→ **Task instructions**
Can you quote, word for word, every line from the first line of the records below through the line containing "--- a/app/com/gu/identity/frontend/controllers/Application.scala", and nothing else?
** Records provided follows **
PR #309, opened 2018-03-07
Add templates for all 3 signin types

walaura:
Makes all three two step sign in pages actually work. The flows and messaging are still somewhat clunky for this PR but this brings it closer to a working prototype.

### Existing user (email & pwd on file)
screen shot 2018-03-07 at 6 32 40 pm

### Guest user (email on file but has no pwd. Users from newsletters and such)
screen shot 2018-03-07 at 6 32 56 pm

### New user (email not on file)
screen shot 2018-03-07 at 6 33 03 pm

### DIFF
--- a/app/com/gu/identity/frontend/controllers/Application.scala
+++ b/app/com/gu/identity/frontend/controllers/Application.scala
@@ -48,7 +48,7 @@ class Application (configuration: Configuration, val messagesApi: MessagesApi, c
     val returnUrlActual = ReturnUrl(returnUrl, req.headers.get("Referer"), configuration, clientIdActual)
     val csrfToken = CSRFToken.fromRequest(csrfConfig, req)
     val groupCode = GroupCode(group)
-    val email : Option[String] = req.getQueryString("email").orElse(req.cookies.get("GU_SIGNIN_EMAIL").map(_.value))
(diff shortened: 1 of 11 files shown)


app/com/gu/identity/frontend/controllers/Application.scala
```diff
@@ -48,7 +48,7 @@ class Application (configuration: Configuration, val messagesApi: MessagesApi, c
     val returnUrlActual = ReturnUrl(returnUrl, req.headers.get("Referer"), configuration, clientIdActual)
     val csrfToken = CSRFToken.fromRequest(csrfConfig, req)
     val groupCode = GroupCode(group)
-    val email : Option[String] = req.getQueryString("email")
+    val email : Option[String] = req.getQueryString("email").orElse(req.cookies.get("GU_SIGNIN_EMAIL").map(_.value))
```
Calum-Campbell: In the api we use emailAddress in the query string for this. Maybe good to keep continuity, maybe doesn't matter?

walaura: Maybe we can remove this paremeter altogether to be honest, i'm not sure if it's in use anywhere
** End of Records provided **
→ **Result of the task**
PR #309, opened 2018-03-07
Add templates for all 3 signin types

walaura:
Makes all three two step sign in pages actually work. The flows and messaging are still somewhat clunky for this PR but this brings it closer to a working prototype.

### Existing user (email & pwd on file)
screen shot 2018-03-07 at 6 32 40 pm

### Guest user (email on file but has no pwd. Users from newsletters and such)
screen shot 2018-03-07 at 6 32 56 pm

### New user (email not on file)
screen shot 2018-03-07 at 6 33 03 pm

### DIFF
--- a/app/com/gu/identity/frontend/controllers/Application.scala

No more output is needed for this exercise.